* _Try it_
Select the lines below containing the word "module".

Recorded data
*** Block opens ***

Issue #1851, opened 2011-08-30
User should be able to mention other users in comments


StepMiller:
You can't mention anyone in a comment.
It's really  curious: If you write for example

@`tester@joindiaspora.com`

it will be transformed to a link -> `http://tester@joindiaspora.com/` with an @ in front of it...
##

cmrd-senya:
If nobody minds, I'd like to work on this one.

jaywink:
That would be awesome @cmrd-senya , thanks!

goobertron:
I don't think anyone would mind that at all! Thank you.

Flaburgan:
You're very welcome to do it! There are couple of things to consider though, I discussed with @jhass about it a long time ago, I think the first step would be to write specifications because this is a non-trivial feature (choices have to be made).

jaywink:
@Flaburgan unless you mean pure technical details then the high level spec was already decided on [here](https://github.com/diaspora/diaspora/issues/1851#issuecomment-36557842) :dancer:

cmrd-senya:
I'm leaving for three weeks and I won't be able to work on it for a while. If the issue is not solved by the time I'm back by someone else I'll continue.

Flaburgan:
@jaywink I remember a discussion with @jhass a long time ago where he told me that it will be difficult (impossible?) to send notification to non-contact. The notification is, imo, the most important part of the mention (the link to the profile is not why I use notification). So I guess https://github.com/diaspora/diaspora/issues/5522 has to be solved first. There is also https://github.com/diaspora/diaspora/issues/4491 which is not a blocker, but which is going to be worse if not solved before this.

jaywink:
@Flaburgan 

> it will be difficult (impossible?) to send notification to non-contact.

Nothing is impossible when it comes to writing code ;) Bend the code to your will, not your will to the code!

It's possible something has to be done on the receiver end if the users are not connected or profile is not found on remote, but you can't say it is impossible - the relevant paths just need to be looked at and triggers fired to make sure a notification is created for the mentioned user.

pavi:
Its a nice feature to have. :+1:

cirosantilli:
+1

pravi:
@cmrd-senya has added this issue as a stretch goal to his account backup/restore crowd funding https://www.indiegogo.com/projects/account-backup-and-restore-for-diaspora--3#/ He will work on this if he reaches 4200 €, he'll work on this.

[...]

PR #6818, opened 2016-04-29
Mentions in comments backend changes

cmrd-senya:
This is an early preliminary PR with backend-changes to support mentions in comments (#1851).

It introduces changes to the DB schema making Mention model polymorphic and allowing a mention to belong to a comment. It also creates module Diaspora::MentionsContainer which incapsulates the logic of an object that supports keeping mentions. Now it includes logic I picked from the StatusMessage model.

ATM the mentions in comments are supported to the extent of placing user profile links instead of mention code in the mobile version (it is so because the mobile version doesn't require javascript code changes).

Changes summary:
- Make Mention model polymorphic;
- Introduce Diaspora::MentionsContainer which incapsulates the logic of an object that supports keeping mentions;
- We don't filter mentions anymore, instead we send notification/show in streams only that mentions, which are visible to the recipient;
- Create Notifications::Mentioned module which incapsulates common logic of mentioned notification;
- Add Notifications::MentionedInComment and move old Notifications::Mentioned to Notifications::MentionedInPost;
- Update the UI code to render new type of notification;
- Hack comments notifications to avoid having double notification when mentioned in a comment;

Drive-by refactorings:
- Move Notification.types out of the model to the controller;
- Move `StatusMessage#mentioned_people_names` out of the model. Create a `PersonPresenter.people_names` method instead;
- DRY UserController to use UserPreference::VALID_EMAIL_TYPES in the `user_params` method;

TODO:
- [x] Implement notifications for mentioning in comments
- [x] Implement restrictions of mentioning some kind of people (see [comment](https://github.com/diaspora/diaspora/issues/1851#issuecomment-36557842))
- [x] Ensure comment is federated to new discussion participants
- [x] Ensure mentions in comment are filtered on federation receive
- [x] ~~Ensure the filtered out mentions are replaced with links properly~~
- [x] Don't send redundant second notification when mentioned in comment.
- [x] Ensure email notifications work properly
- ~~Implement frontend javascript changes for comments publisher~~

### DIFF
--- a/app/helpers/notifications_helper.rb
+++ b/app/helpers/notifications_helper.rb
@@ -2,40 +2,44 @@ module NotificationsHelper
   include PeopleHelper
   include PostsHelper
 
-  def object_link(note, actors)
+  def object_link(note, actors_html)
     target_type = note.popup_translation_key
-    actors_count = note.actors.size
+    opts = {actors: actors_html, count: note.actors.size}
 
-    if note.instance_of?(Notifications::Mentioned)
-      if post = note.linked_object
-        translation(target_type,
-                    actors:    actors,
-                    count:     actors_count,
-                    post_link: link_to(post_page_title(post), post_path(post)).html_safe)
-      else
-        t(note.deleted_translation_key, :actors => actors, :count => actors_count).html_safe
+    if note.respond_to?(:linked_object)
+      if note.linked_object.nil? && note.respond_to?(:deleted_translation_key)
+        target_type = note.deleted_translation_key
+      elsif note.is_a?(Notifications::Mentioned)
+        opts.merge!(opts_for_mentioned(note.linked_object))
+      elsif %w(Notifications::CommentOnPost Notifications::AlsoCommented Notifications::Reshared Notifications::Liked)
+            .include?(note.type)
+        opts.merge!(opts_for_post(note.linked_object))
       end
-    elsif note.instance_of?(Notifications::CommentOnPost) || note.instance_of?(Notifications::AlsoCommented) || note.instance_of?(Notifications::Reshared) || note.instance_of?(Notifications::Liked)
-      if post = note.linked_object
-        translation(target_type,
-                    actors:      actors,
-                    count:       actors_count,
-                    post_author: h(post.author_name),
-                    post_link:   link_to(post_page_title(post),
-                                         post_path(post),
-                                         data:  {ref: post.id},
-                                         class: "hard_object_link").html_safe)
-      else
-        t(note.deleted_translation_key, :actors => actors, :count => actors_count).html_safe
-      end
-    else #Notifications:StartedSharing, etc.
-      translation(target_type, :actors => actors, :count => actors_count)
     end
+    translation(target_type, opts)
   end
 
   def translation(target_type, opts = {})
-    {:post_author => nil}.merge!(opts)
     t("#{target_type}", opts).html_safe
+  end
+
+  def opts_for_post(post)
+    {
+      post_author: html_escape(post.author_name),
+      post_link:   link_to(post_page_title(post),
+                           post_path(post),
+                           data:  {ref: post.id},
+                           class: "hard_object_link").html_safe
+    }
+  end
+
+  def opts_for_mentioned(mentioned)
+    post = mentioned.instance_of?(Comment) ? mentioned.parent : mentioned
+    {
+      post_link: link_to(post_page_title(post), post_path(post)).html_safe
+    }.tap {|opts|
+      opts[:comment_path] = post_path(post, anchor: mentioned.guid).html_safe if mentioned.instance_of?(Comment)
+    }
   end
 
   def notification_people_link(note, people=nil)
--- a/app/mailers/notification_mailers/mentioned.rb
+++ b/app/mailers/notification_mailers/mentioned.rb
@@ -4,7 +4,7 @@ module NotificationMailers
     delegate :author_name, to: :post, prefix: true
 
     def set_headers(target_id)
-      @post = Mention.find_by_id(target_id).post
+      @post = Mention.find_by_id(target_id).mentions_container
 
       @headers[:subject] = I18n.t('notifier.mentioned.subject', :name => @sender.name)
       @headers[:in_reply_to] = @headers[:references] = "<#{@post.guid}@#{AppConfig.pod_uri.host}>"
--- a/app/models/comment.rb
+++ b/app/models/comment.rb
@@ -11,6 +11,7 @@ class Comment < ActiveRecord::Base
 
   include Diaspora::Taggable
   include Diaspora::Likeable
+  include Diaspora::MentionsContainer
 
   acts_as_taggable_on :tags
   extract_tags_from :text
@@ -49,12 +50,20 @@ class Comment < ActiveRecord::Base
     participation.unparticipate! if participation.present?
   end
 
-  def message
-    @message ||= Diaspora::MessageRenderer.new text
-  end
-
   def text= text
      self[:text] = text.to_s.strip #to_s if for nil, for whatever reason
+  end
+
+  def people_allowed_to_be_mentioned
+    if parent.public?
+      :all
+    else
+      [*parent.comments.pluck(:author_id), *parent.likes.pluck(:author_id), parent.author_id].uniq
+    end
+  end
+
+  def add_mention_subscribers?
+    super && parent.author.local?
   end
 
   class Generator < Diaspora::Federated::Generator
@@ -68,7 +77,7 @@ class Comment < ActiveRecord::Base
     end
 
     def relayable_options
-      {:post => @target, :text => @text}
+      {post: @target, text: @text}
     end
   end
 end
--- a/app/models/mention.rb
+++ b/app/models/mention.rb
@@ -3,10 +3,14 @@
 #   the COPYRIGHT file.
 
 class Mention < ActiveRecord::Base
-  belongs_to :post
+  belongs_to :mentions_container, polymorphic: true
   belongs_to :person
-  validates :post, presence: true
+  validates :mentions_container, presence: true
   validates :person, presence: true
+
+  scope :local, -> {
+    joins(:person).where.not(people: {owner_id: nil})
+  }
 
   after_destroy :delete_notification
 
--- a/app/models/notifications/also_commented.rb
+++ b/app/models/notifications/also_commented.rb
@@ -1,5 +1,7 @@
 module Notifications
   class AlsoCommented < Notification
+    include Notifications::Commented
+
     def mail_job
       Workers::Mail::AlsoCommented
     end
@@ -8,17 +10,13 @@ module Notifications
       "notifications.also_commented"
     end
 
-    def deleted_translation_key
-      "notifications.also_commented_deleted"
-    end
-
     def self.notify(comment, _recipient_user_ids)
       actor = comment.author
       commentable = comment.commentable
       recipient_ids = commentable.participants.local.where.not(id: [commentable.author_id, actor.id]).pluck(:owner_id)
 
       User.where(id: recipient_ids).find_each do |recipient|
-        next if recipient.is_shareable_hidden?(commentable)
+        next if recipient.is_shareable_hidden?(commentable) || mention_notification_exists?(comment, recipient.person)
 
         concatenate_or_create(recipient, commentable, actor).try(:email_the_user, comment, actor)
       end
--- a/app/models/notifications/mentioned.rb
+++ b/app/models/notifications/mentioned.rb
@@ -1,30 +1,23 @@
 module Notifications
-  class Mentioned < Notification
-    def mail_job
-      Workers::Mail::Mentioned
-    end
-
-    def popup_translation_key
-      "notifications.mentioned"
-    end
-
-    def deleted_translation_key
-      "notifications.mentioned_deleted"
-    end
+  module Mentioned
+    extend ActiveSupport::Concern
 
     def linked_object
-      target.post
+      target.mentions_container
     end
 
-    def self.notify(mentionable, recipient_user_ids)
-      actor = mentionable.author
+    module ClassMethods
+      def notify(mentionable, recipient_user_ids)
+        actor = mentionable.author
+        relevant_mentions = filter_mentions(
+          mentionable.mentions.local.where.not(person: actor),
+          mentionable,
+          recipient_user_ids
+        )
 
-      mentionable.mentions.select {|mention| mention.person.local? }.each do |mention|
-        recipient = mention.person
-
-        next if recipient == actor || !(mentionable.public || recipient_user_ids.include?(recipient.owner_id))
-
-        create_notification(recipient.owner, mention, actor).try(:email_the_user, mention, actor)
+        relevant_mentions.each do |mention|
+          create_notification(mention.person.owner, mention, actor).try(:email_the_user, mention, actor)
+        end
       end
     end
   end
--- a/app/models/notifications/mentioned_in_comment.rb
+++ b/app/models/notifications/mentioned_in_comment.rb
@@ -1,0 +1,38 @@
+module Notifications
+  class MentionedInComment < Notification
+    include Notifications::Mentioned
+
+    def popup_translation_key
+      "notifications.mentioned_in_comment"
+    end
+
+    def deleted_translation_key
+      "notifications.mentioned_in_comment_deleted"
+    end
+
+    def self.filter_mentions(mentions, mentionable, _recipient_user_ids)
+      people = mentionable.people_allowed_to_be_mentioned
+      if people == :all
+        mentions
+      else
+        mentions.where(person_id: people)
+      end
+    end
+
+    def mail_job
+      if !recipient.user_preferences.exists?(email_type: "mentioned_in_comment")
+        Workers::Mail::MentionedInComment
+      elsif shareable.author.owner_id == recipient_id
+        Workers::Mail::CommentOnPost
+      elsif shareable.participants.local.where(owner_id: recipient_id)
+        Workers::Mail::AlsoCommented
+      end
+    end
+
+    private
+
+    def shareable
+      linked_object.parent
+    end
+  end
+end
--- a/app/models/notifications/mentioned_in_post.rb
+++ b/app/models/notifications/mentioned_in_post.rb
@@ -1,0 +1,22 @@
+module Notifications
+  class MentionedInPost < Notification
+    include Notifications::Mentioned
+
+    def mail_job
+      Workers::Mail::Mentioned
+    end
+
+    def popup_translation_key
+      "notifications.mentioned"
+    end
+
+    def deleted_translation_key
+      "notifications.mentioned_deleted"
+    end
+
+    def self.filter_mentions(mentions, mentionable, recipient_user_ids)
+      return mentions if mentionable.public
+      mentions.where(person: Person.where(owner_id: recipient_user_ids).ids)
+    end
+  end
+end
--- a/app/models/status_message.rb
+++ b/app/models/status_message.rb
@@ -23,13 +23,12 @@ class StatusMessage < Post
   attr_accessor :oembed_url
   attr_accessor :open_graph_url
 
-  after_create :create_mentions
   after_commit :queue_gather_oembed_data, :on => :create, :if => :contains_oembed_url_in_text?
   after_commit :queue_gather_open_graph_data, :on => :create, :if => :contains_open_graph_url_in_text?
 
   #scopes
   scope :where_person_is_mentioned, ->(person) {
-    joins(:mentions).where(:mentions => {:person_id => person.id})
+    owned_or_visible_by_user(person.owner).joins(:mentions).where(mentions: {person_id: person.id})
   }
 
   def self.guids_for_author(person)
@@ -50,36 +49,6 @@ class StatusMessage < Post
 
   def nsfw
     text.try(:match, /#nsfw/i) || super
-  end
-
-  def message
-    @message ||= Diaspora::MessageRenderer.new(text, mentioned_people: mentioned_people)
-  end
-
-  def mentioned_people
-    if self.persisted?
-      self.mentions.includes(:person => :profile).map{ |mention| mention.person }
-    else
-      Diaspora::Mentionable.people_from_string(text)
-    end
-  end
-
-  ## TODO ----
-  # don't put presentation logic in the model!
-  def mentioned_people_names
-    self.mentioned_people.map(&:name).join(', ')
-  end
-  ## ---- ----
-
-  def create_mentions
-    ppl = Diaspora::Mentionable.people_from_string(text)
-    ppl.each do |person|
-      self.mentions.find_or_create_by(person_id: person.id)
-    end
-  end
-
-  def mentions?(person)
-    mentioned_people.include? person
   end
 
   def comment_email_subject
@@ -124,6 +93,22 @@ class StatusMessage < Post
     super(recipient_user_ids)
 
     photos.each {|photo| photo.receive(recipient_user_ids) }
+  end
+
+  # Only includes those people, to whom we're going to send a federation entity
+  # (and doesn't define exhaustive list of people who can receive it)
+  def people_allowed_to_be_mentioned
+    @aspects_ppl ||=
+      if public?
+        :all
+      else
+        Contact.joins(:aspect_memberships).where(aspect_memberships: {aspect: aspects}).distinct.pluck(:person_id)
+      end
+  end
+
+  def filter_mentions
+    return if people_allowed_to_be_mentioned == :all
+    update(text: Diaspora::Mentionable.filter_people(text, people_allowed_to_be_mentioned))
   end
 
   private
--- a/app/services/post_service.rb
+++ b/app/services/post_service.rb
@@ -59,8 +59,20 @@ class PostService
   end
 
   def mark_mention_notifications_read(post_id)
-    mention_id = Mention.where(post_id: post_id, person_id: user.person_id).pluck(:id)
-    Notification.where(recipient_id: user.id, target_type: "Mention", target_id: mention_id, unread: true)
-      .update_all(unread: false) if mention_id
+    mention_ids = Mention.where(
+      mentions_container_id:   post_id,
+      mentions_container_type: "Post",
+      person_id:               user.person_id
+    ).ids
+    mention_ids.concat(mentions_in_comments_for_post(post_id).pluck(:id))
+
+    Notification.where(recipient_id: user.id, target_type: "Mention", target_id: mention_ids, unread: true)
+                .update_all(unread: false) if mention_ids.any?
+  end
+
+  def mentions_in_comments_for_post(post_id)
+    Mention
+      .joins("INNER JOIN comments ON mentions_container_id = comments.id AND mentions_container_type = 'Comment'")
+      .where(comments: {commentable_id: post_id, commentable_type: "Post"})
   end
 end
--- a/app/services/status_message_creation_service.rb
+++ b/app/services/status_message_creation_service.rb
@@ -19,18 +19,7 @@ class StatusMessageCreationService
 
   def build_status_message(params)
     public = params[:public] || false
-    filter_mentions params
     user.build_post(:status_message, params[:status_message].merge(public: public))
-  end
-
-  def filter_mentions(params)
-    unless params[:public]
-      params[:status_message][:text] = Diaspora::Mentionable.filter_for_aspects(
-        params[:status_message][:text],
-        user,
-        *params[:aspect_ids]
-      )
-    end
   end
 
   def add_attachments(status_message, params)
@@ -75,6 +64,7 @@ class StatusMessageCreationService
 
   def dispatch(status_message, services)
     receiving_services = services ? Service.titles(services) : []
+    status_message.filter_mentions # this is only required until changes from #6818 are deployed on every pod
     user.dispatch_post(status_message,
                        url:           short_post_url(status_message.guid, host: AppConfig.environment.url),
                        service_types: receiving_services)
--- a/app/views/notifier/mentioned.markerb
+++ b/app/views/notifier/mentioned.markerb
@@ -4,6 +4,6 @@
 <%= t('notifier.mentioned.limited_post') %>
 <% end %>
 
-[<%= t('notifier.comment_on_post.reply', :name => @notification.post_author_name) %>][1]
+[<%= t("notifier.comment_on_post.reply", name: @notification.post_author_name) %>][1]
 
 [1]: <%= post_url(@notification.post) %>
--- a/config/locales/diaspora/en.yml
+++ b/config/locales/diaspora/en.yml
@@ -615,9 +615,11 @@ en:
       one: "%{actors} also commented on %{post_author}’s post %{post_link}."
       other: "%{actors} also commented on %{post_author}’s post %{post_link}."
     mentioned:
-      zero: "%{actors} have mentioned you in the post %{post_link}."
       one: "%{actors} has mentioned you in the post %{post_link}."
       other: "%{actors} have mentioned you in the post %{post_link}."
+    mentioned_in_comment:
+      one: "%{actors} has mentioned you in a <a href='%{comment_path}'>comment</a> to the post %{post_link}."
+      other: "%{actors} have mentioned you in a <a href='%{comment_path}'>comment</a> to the post %{post_link}."
     liked:
       zero: "%{actors} have liked your post %{post_link}."
       one: "%{actors} has liked your post %{post_link}."
@@ -640,9 +642,11 @@ en:
       one: "%{actors} reshared your deleted post."
       other: "%{actors} reshared your deleted post."
     mentioned_deleted:
-      zero: "%{actors} mentioned you in a deleted post."
       one: "%{actors} mentioned you in a deleted post."
       other: "%{actors} mentioned you in a deleted post."
+    mentioned_in_comment_deleted:
+      one: "%{actors} mentioned you in a deleted comment."
+      other: "%{actors} mentioned you in a deleted comment."
     index:
       notifications: "Notifications"
       mark_all_as_read: "Mark all as read"
@@ -655,7 +659,8 @@ en:
       also_commented: "Also commented"
       comment_on_post: "Comment on post"
       liked: "Liked"
-      mentioned: "Mentioned"
+      mentioned: "Mentioned in post"
+      mentioned_in_comment: "Mentioned in comment"
       reshared: "Reshared"
       started_sharing: "Started sharing"
       no_notifications: "You don't have any notifications yet."
@@ -689,6 +694,9 @@ en:
     mentioned:
         subject: "%{name} has mentioned you on diaspora*"
         limited_post: "You were mentioned in a limited post."
+    mentioned_in_comment:
+        limited_post: "You were mentioned in a comment to a limited post."
+        reply: "Reply to or view this conversation >"
     private_message:
         subject: "There’s a new private message for you"
         reply_to_or_view: "Reply to or view this conversation >"
@@ -1167,6 +1175,7 @@ en:
       started_sharing: "someone starts sharing with you"
       someone_reported: "someone sends a report"
       mentioned: "you are mentioned in a post"
+      mentioned_in_comment: "you are mentioned in a comment"
       liked: "someone likes your post"
       reshared: "someone reshares your post"
       comment_on_post: "someone comments on your post"
--- a/db/schema.rb
+++ b/db/schema.rb
@@ -11,7 +11,7 @@
 #
 # It's strongly recommended that you check this file into your version control system.
 
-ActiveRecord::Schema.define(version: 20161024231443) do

*** Block closes ***

* _Answer box_
It introduces changes to the DB schema making Mention model polymorphic and allowing a mention to belong to a comment. It also creates module Diaspora::MentionsContainer which incapsulates the logic of an object that supports keeping mentions. Now it includes logic I picked from the StatusMessage model.
- Create Notifications::Mentioned module which incapsulates common logic of mentioned notification;
@@ -2,40 +2,44 @@ module NotificationsHelper
@@ -4,7 +4,7 @@ module NotificationMailers
 module Notifications
@@ -8,17 +10,13 @@ module Notifications
 module Notifications
+  module Mentioned
+    module ClassMethods
+module Notifications
+module Notifications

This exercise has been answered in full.